Information shown:
PR #5555, opened 2024-09-27
Fix acceleration timeline tooltip on mobile

natsoni:
This PR improves the acceleration timeline tooltip UX on touchscreens (one had to keep their finger on the screen to view the tooltip). Now, it behaves like the block overview graph tooltip, where a single tap shows the tooltip, and tapping elsewhere hides it.

https://github.com/user-attachments/assets/ede182b3-ee3a-48b0-b9c7-37f8307155a2


softsimon (changes requested):
It seems to not be so consistent.

Often when clicking on the circle it responds but the tooltip is not displayed.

Task goal: Your task is to set down exactly the lines from the line containing "This PR improves" to the end of the data above, including both ends.

Answer below:
This PR improves the acceleration timeline tooltip UX on touchscreens (one had to keep their finger on the screen to view the tooltip). Now, it behaves like the block overview graph tooltip, where a single tap shows the tooltip, and tapping elsewhere hides it.

https://github.com/user-attachments/assets/ede182b3-ee3a-48b0-b9c7-37f8307155a2


softsimon (changes requested):
It seems to not be so consistent.

Often when clicking on the circle it responds but the tooltip is not displayed.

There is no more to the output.